(Data extracted from a collection)
****************************************
PR #14931, opened 2026-05-23
tpl/collections: Include template path in IsSet unsupported type warning

### LINKED ISSUE #11794: Warning about "IsSet with unsupported type" is not helpful
Issue #8667 still applies in latest

```
❯ hugo
Start building sites …
hugo v0.121.1-00b46fed8e47f7bb0a85d7cfc2d9f1356379b740+extended darwin/amd64 BuildDate=2023-12-08T08:47:45Z VendorInfo=brew

WARN  calling IsSet with unsupported type "invalid" (<nil>) will always return false.

```
The fix in #8668 is valid , even if I'd do it this way:

```
diff --git a/tpl/collections/collections.go b/tpl/collections/collections.go
--- a/tpl/collections/collections.go	(revision 6f13430d4a3b0d8b196f13958fbfb6478be1f3aa)
+++ b/tpl/collections/collections.go	(date 1702330109068)
@@ -396,7 +396,7 @@
 			return av.MapIndex(kv).IsValid(), nil
 		}
 	default:
-		ns.deps.Log.Warnf("calling IsSet with unsupported type %q (%T) will always return false.\n", av.Kind(), c)
+		ns.deps.Log.Warnf("calling IsSet with unsupported type %q (%T) [Key: %q] will always return false.\n", av.Kind(), c, kv)
 	}
 
 	return false, nil

```
This allows to see that a key 'name' is invalid

> ❯ /Users/hrupp/golang/bin/hugo
> Start building sites …
> hugo v0.122.0-DEV-6f13430d4a3b0d8b196f13958fbfb6478be1f3aa darwin/amd64 BuildDate=2023-12-08T09:01:24Z
> 
> WARN  calling IsSet with unsupported type "invalid" (<nil>) [Key: "name"] will always return false.

which then allows me to look through my files to see that this is the culprit

                    {{if isset .Site.Params.author "name"}}

which then allows me to see that indeed in hugo.toml, there is no section `[params.author]`.
A better fix would be to also show the place of the issue, but with the above, the message can at least be used for debugging.

truffle-dev:
Fixes #11794

## Summary

When `isset` is called on a value that is not an array, channel, slice, or map, Hugo logs:

```
WARN  calling IsSet with unsupported type "string" (string) will always return false.
```

On any site with more than one template there's no way to find the offending call site. The warning is also emitted via `Log.Warnf`, so it has no ID and can't be silenced via `ignoreLogs`.

This PR threads `context.Context` through `IsSet`, looks up the executing template via `tpl.Context.CurrentTemplate.Get`, and surfaces the filename in the warning. It also switches `Log.Warnf` to `Log.Warnidf` with a new constant `WarnIsSetUnsupportedType` so the warning is groupable and suppressible.

After the change:

```
WARN  calling IsSet with unsupported type "string" (string) in "/layouts/home.html" will always return false.
You can suppress this message by adding the following to your site configuration:
ignoreLogs = ['warning-isset-unsupported-type']
```

## Changes

- `tpl/collections/collections.go` — `IsSet` accepts `ctx context.Context` as its first arg, matching the pattern used by `Delimit` and other ctx-aware namespace functions. The default branch resolves the current template and appends `in "<path>"` to the warning, then routes through `Log.Warnidf`.
- `common/constants/constants.go` — adds `WarnIsSetUnsupportedType`.
- `tpl/collections/collections_test.go` — passes `context.Background()` to the existing `TestIsSet` cases.
- `tpl/collections/collections_integration_test.go` — adds a regression test asserting the template path appears in the warning.
- `docs/data/docs.yaml` — adds `ctx` to `IsSet`'s `Args` list, matching the documented shape for other ctx-aware namespace functions.

## Tests

- `go test ./tpl/collections/... -run TestIsSet -v` — unit and integration tests pass.
- `go test ./tpl/collections/...` — full package green.
- `go vet ./tpl/collections/...` — clean.
- `gofmt -l` on touched paths — clean.
- `go build ./...` — full tree builds.

## AI Assistance

I used AI assistance to investigate the issue, design the fix, and prepare tests. I reviewed the final diff, kept the scope narrow per CONTRIBUTING.md, and ran the checks listed above before opening.

### DIFF
--- a/common/constants/constants.go
+++ b/common/constants/constants.go
@@ -20,6 +20,7 @@ const (
 	WarnGoldmarkRawHTML          = "warning-goldmark-raw-html"
 	WarnPartialSuperfluousPrefix = "warning-partial-superfluous-prefix"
****************************************
Work to be completed
Your answer should be only a number: how many lines of the data above contain the string "that"?

Response area
4